Many businesses start small but later grow into large, complex companies, such as a local bookstore turning into one of the largest retail bookstore chains in the country.
For many small business owners, however, such a rise would be a surprise and a massive challenge. Few people are prepared to grow a local company into a thriving medium-sized or large company. It takes a mix of organization, a good team and a scalable infrastructure to keep a business growing without losing focus.
Here are three things you need to do to grow your small business right.
1. Have a plan and a mission statement
It’s hard to do your job if you don’t have a clear idea of your responsibilities; it’s even harder to run a company if you don’t know what your company focuses on. When you start scaling your business, you must have an idea of where you are, where you want to be and how you’ll navigate between the two.
It’s like sailing: You wouldn’t try to cross the ocean without plotting your course and keeping track of where you are. Don’t let your company go adrift or run aground. Determine what you want your company to do and create a mission statement that encapsulates your company goals. Plan what you want your company to accomplish in the next year, five years and 10 years. Even if you stray slightly, you’ll still have a reference point.

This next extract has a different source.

PR #2667, opened 2026-08-28
fix(tagger): ignore a trailing slash on a guarded prefix

### LINKED ISSUE #2650: Add a spec for the shared `PrefixScope.prefix_covers?` tagger helper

2. Get the right people on your team
It’s easier to manage your company roster when you have one location and no more than a few dozen employees. It’s much more difficult to find great people when you grow too large to be a “small business” anymore. Your employees and managers have to know when and how to delegate common tasks so they can focus on their primary objectives.

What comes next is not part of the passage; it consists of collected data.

PR #72, opened 2020-09-30
Fixed parameter types

svycka:


src/AbstractValidator.php
```diff
@@ -321,8 +321,8 @@ protected function createMessage($messageKey, $value)
     }
 
     /**
-     * @param  string $messageKey
-     * @param  string $value      OPTIONAL
+     * @param  string              $messageKey
+     * @param  string|array|object $value      OPTIONAL
```
michalbundyra: Also `null` should be noted here, imo.

svycka: then what createMessage() will do as it does not accept null :)

michalbundyra: It's fine, see implementation:

```php
if ($value === null) {
    $value = $this->value;
}
```

svycka:
but default value is still null

boesing:
@svycka Thanks for this PR.

To make travis pass, you can either temporarily add `COMPOSER_ROOT_VERSION=2.14.0` to `travis.yml` or `"version": "2.14.0"` to `composer.json` in a single commit.
After this, travis should startup and execute tests.
When anything is green, we can add this to the next release 👍

svycka:
@boesing I am A bit lost do you want something changed? I got an email but I guess you removed the comment.

boesing:
Nah, everything is fine. Thats why I deleted my comment.
Just have to sort some things out regarding this project and merging stuff as we have commits in here which should already be part of the branch but isn't...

It’s not just a matter of finding people who can do the work, either. If a new hire has the skills but doesn’t fit with your company’s culture, they’ll disengage and their work will become sloppy. Evaluate applicants based on how they interact with others. Implement peer lunches with candidates so you can get feedback from your employees before you extend an offer. Start relationships with industry influencers and thought leaders. Learn to rely on each other for staff recommendations. If you have an industry heavy hitter in your rolodex, it can help you find great talent much faster.
3. Prepare your infrastructure
If you rely on technology for your business, this is one of the most important and potentially expensive issues you’ll have to face. Don’t expect your needs to scale linearly. As you grow, you may need to start collecting new types of information, making your database needs scale aggressively. Unless you’re prepared to spend hundreds of thousands of dollars hiring a full-time IT staff to evaluate your needs, purchase new equipment, install it and manage it, you need to find a better solution.
Any cloud service you can find that does something you need will keep you from dealing with the headache of server management or paying for a full IT department later on. Find the right HR management software, customer relationship management (CRM) suite, and email service and you’ll have more time to focus on your core business.
These aren’t the only things you’ll need to scale your business effectively, but if you focus your early attention on them, it’ll be much easier to achieve everything else. Once you know where you are and how to get where you want to be, you can find the right people to help you get there. By setting up your infrastructure to scale early on, you can avoid IT-induced growing pains and make the technology underlying your business nearly invisible to your employees and clients.
Your ultimate goal is to develop an amazing, efficient company filled with talented people who love their job. Make whatever decisions you must to get there.